In the entries that follow, which lines hold the string "reason"? List them.

(Dataset entries)
-------------------------

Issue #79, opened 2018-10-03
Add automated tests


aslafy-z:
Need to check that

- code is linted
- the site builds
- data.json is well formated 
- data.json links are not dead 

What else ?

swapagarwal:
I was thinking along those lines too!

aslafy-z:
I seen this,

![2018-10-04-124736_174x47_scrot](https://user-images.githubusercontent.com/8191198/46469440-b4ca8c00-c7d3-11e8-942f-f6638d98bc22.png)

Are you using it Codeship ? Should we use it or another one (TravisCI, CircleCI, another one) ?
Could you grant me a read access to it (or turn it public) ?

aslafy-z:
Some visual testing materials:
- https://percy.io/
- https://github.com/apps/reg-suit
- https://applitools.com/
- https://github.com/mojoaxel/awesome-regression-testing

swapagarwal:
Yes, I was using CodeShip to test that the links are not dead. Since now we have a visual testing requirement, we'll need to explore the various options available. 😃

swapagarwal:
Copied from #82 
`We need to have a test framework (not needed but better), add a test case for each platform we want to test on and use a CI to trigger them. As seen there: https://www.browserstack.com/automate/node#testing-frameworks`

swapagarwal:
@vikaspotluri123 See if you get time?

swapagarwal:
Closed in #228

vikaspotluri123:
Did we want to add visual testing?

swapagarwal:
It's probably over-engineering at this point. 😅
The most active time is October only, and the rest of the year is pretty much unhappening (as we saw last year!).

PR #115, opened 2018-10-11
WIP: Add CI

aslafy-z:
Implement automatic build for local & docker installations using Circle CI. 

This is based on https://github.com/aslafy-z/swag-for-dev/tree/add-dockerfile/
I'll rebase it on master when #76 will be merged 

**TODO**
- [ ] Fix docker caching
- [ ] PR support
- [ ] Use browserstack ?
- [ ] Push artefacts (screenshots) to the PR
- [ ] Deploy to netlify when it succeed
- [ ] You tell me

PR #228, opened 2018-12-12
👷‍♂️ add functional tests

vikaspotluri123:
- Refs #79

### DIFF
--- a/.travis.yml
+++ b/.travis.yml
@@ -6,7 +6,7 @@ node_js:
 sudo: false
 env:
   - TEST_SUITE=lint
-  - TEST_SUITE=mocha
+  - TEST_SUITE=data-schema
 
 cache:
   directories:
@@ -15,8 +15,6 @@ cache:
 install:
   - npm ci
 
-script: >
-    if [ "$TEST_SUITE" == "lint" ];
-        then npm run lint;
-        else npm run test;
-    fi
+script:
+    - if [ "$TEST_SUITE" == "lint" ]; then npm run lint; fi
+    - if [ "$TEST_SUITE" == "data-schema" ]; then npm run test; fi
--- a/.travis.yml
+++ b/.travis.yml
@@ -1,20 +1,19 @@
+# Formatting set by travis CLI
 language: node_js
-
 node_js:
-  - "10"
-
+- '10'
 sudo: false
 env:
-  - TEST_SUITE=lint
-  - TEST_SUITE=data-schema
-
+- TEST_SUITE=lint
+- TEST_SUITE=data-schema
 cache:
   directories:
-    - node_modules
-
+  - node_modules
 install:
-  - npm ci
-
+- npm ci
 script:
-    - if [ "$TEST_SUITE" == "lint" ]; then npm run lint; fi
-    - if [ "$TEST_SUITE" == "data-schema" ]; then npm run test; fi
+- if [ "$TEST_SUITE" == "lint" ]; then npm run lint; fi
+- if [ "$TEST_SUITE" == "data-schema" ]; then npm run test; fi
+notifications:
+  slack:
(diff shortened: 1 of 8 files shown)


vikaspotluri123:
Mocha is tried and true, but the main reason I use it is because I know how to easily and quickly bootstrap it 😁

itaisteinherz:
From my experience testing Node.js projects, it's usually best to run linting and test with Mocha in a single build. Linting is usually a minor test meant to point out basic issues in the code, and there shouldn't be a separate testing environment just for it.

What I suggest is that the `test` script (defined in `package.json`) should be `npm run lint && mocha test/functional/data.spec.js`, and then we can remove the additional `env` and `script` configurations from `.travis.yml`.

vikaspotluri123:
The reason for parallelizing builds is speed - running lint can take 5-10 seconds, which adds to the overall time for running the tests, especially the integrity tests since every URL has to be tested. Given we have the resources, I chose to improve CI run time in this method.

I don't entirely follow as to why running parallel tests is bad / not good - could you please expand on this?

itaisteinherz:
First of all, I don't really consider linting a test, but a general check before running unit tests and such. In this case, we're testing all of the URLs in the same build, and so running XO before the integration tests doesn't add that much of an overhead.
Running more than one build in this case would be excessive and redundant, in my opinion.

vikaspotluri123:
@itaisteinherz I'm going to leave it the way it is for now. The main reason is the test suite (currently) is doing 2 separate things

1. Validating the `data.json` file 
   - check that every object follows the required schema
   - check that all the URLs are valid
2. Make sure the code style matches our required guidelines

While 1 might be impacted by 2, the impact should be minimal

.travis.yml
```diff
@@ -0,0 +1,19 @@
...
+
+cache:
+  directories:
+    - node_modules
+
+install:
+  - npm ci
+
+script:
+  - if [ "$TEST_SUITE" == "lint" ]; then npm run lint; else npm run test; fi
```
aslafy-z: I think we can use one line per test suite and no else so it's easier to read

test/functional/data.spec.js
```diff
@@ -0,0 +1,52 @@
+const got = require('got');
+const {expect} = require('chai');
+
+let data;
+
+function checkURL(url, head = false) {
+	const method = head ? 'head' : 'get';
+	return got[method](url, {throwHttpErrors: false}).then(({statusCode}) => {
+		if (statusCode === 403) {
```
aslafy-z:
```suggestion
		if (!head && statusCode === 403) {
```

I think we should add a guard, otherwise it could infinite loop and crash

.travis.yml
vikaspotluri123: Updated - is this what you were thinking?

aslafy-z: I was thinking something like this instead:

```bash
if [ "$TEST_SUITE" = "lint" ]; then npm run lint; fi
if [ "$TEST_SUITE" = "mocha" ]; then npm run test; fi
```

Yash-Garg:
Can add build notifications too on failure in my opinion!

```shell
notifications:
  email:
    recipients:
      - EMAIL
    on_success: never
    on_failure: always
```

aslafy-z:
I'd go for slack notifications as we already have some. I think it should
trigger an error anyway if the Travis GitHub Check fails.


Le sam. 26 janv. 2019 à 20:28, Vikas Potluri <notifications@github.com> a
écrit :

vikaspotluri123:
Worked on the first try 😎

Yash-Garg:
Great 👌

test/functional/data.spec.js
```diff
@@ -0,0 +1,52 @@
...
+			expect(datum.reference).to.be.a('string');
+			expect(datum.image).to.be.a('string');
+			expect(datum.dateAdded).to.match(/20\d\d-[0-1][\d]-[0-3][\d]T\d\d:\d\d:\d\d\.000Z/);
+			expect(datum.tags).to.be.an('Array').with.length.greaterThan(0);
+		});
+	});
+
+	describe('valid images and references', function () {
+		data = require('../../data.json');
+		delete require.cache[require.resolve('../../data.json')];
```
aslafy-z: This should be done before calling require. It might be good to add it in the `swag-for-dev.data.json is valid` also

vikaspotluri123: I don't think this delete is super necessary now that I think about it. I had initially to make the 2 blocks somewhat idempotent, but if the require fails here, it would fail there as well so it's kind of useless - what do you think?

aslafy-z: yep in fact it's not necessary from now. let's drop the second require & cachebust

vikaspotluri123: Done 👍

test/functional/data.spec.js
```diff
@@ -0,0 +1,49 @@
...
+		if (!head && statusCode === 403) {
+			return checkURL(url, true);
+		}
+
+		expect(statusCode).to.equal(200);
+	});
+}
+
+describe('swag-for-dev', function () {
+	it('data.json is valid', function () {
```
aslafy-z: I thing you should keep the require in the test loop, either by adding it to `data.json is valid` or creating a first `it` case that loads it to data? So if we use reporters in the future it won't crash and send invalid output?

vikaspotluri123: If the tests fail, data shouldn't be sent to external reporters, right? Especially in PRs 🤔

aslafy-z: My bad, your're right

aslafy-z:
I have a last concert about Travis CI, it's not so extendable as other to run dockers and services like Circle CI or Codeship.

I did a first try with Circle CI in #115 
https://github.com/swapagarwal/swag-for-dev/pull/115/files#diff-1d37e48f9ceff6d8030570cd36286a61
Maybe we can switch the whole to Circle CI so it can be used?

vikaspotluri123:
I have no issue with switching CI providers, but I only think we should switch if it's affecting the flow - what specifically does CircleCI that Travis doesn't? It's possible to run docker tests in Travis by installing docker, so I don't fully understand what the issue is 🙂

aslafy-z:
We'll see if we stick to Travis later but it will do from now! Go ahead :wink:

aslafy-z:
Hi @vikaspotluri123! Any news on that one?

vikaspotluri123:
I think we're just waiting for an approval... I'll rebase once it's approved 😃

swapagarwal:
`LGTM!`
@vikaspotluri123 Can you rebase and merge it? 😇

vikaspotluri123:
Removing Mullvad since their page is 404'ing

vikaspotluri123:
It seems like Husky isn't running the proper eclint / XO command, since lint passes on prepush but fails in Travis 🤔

-------------------------

# Reply
Mocha is tried and true, but the main reason I use it is because I know how to easily and quickly bootstrap it 😁
The reason for parallelizing builds is speed - running lint can take 5-10 seconds, which adds to the overall time for running the tests, especially the integrity tests since every URL has to be tested. Given we have the resources, I chose to improve CI run time in this method.
@itaisteinherz I'm going to leave it the way it is for now. The main reason is the test suite (currently) is doing 2 separate things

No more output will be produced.